■ DESCRIPTION OF THE TASK: Among the entries below, which lines include the string "opened"? Show each one.

Saved data entries:
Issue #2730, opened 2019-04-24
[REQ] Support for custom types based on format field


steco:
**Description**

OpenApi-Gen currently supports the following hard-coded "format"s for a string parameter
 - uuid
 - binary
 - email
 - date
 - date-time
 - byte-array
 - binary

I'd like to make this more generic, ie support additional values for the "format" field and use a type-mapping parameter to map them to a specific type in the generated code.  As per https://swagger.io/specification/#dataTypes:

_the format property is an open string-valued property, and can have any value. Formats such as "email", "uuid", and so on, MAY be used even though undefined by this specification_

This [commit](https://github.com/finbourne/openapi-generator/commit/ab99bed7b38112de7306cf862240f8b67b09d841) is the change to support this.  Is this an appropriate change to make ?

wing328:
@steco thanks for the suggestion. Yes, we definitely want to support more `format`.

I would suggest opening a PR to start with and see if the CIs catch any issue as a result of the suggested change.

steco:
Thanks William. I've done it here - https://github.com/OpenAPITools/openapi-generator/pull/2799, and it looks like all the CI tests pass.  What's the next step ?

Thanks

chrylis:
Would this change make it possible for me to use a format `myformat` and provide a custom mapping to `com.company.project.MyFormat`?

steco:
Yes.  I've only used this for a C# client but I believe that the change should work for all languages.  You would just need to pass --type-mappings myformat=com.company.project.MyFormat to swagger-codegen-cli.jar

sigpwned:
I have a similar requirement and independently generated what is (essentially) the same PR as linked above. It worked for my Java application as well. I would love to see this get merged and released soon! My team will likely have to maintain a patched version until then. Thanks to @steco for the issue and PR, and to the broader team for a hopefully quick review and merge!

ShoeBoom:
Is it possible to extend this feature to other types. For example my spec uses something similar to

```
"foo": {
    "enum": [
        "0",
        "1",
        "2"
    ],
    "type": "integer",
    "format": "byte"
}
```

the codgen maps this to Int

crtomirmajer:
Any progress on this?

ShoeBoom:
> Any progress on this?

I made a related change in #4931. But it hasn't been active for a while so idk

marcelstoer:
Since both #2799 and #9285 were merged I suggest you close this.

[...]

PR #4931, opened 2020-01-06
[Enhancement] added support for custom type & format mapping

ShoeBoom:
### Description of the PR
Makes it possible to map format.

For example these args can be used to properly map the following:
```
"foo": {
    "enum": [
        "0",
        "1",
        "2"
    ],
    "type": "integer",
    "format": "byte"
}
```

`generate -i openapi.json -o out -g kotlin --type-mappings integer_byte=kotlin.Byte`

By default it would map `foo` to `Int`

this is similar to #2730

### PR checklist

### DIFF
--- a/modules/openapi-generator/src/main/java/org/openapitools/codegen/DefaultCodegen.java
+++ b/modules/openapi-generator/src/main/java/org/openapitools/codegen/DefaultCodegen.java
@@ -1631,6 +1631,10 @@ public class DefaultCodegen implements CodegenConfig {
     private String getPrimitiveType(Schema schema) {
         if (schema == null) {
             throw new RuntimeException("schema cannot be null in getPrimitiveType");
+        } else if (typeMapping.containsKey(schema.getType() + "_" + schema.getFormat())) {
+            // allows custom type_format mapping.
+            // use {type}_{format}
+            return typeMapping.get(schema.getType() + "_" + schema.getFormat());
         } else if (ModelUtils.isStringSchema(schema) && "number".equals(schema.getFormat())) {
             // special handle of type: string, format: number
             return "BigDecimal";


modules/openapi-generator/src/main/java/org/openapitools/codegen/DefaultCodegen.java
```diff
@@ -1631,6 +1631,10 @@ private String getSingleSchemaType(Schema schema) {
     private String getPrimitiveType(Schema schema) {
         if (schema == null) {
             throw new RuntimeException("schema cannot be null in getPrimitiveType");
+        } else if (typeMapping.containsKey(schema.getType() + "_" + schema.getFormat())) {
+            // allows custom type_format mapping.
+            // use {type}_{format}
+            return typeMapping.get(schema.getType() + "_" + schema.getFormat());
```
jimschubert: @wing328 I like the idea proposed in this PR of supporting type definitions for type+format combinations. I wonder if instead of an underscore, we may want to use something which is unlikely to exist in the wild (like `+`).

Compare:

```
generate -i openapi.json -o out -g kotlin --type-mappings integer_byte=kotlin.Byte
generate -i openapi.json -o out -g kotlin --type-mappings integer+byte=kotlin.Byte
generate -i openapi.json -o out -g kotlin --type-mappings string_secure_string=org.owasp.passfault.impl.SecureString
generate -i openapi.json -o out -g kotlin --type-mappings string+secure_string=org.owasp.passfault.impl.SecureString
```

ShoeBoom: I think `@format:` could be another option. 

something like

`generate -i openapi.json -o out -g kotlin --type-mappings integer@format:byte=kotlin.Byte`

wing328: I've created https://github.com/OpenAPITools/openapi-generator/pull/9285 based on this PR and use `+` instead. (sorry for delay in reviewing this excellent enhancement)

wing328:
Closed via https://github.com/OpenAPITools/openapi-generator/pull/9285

■ TASK RESPONSE:
Issue #2730, opened 2019-04-24
PR #4931, opened 2020-01-06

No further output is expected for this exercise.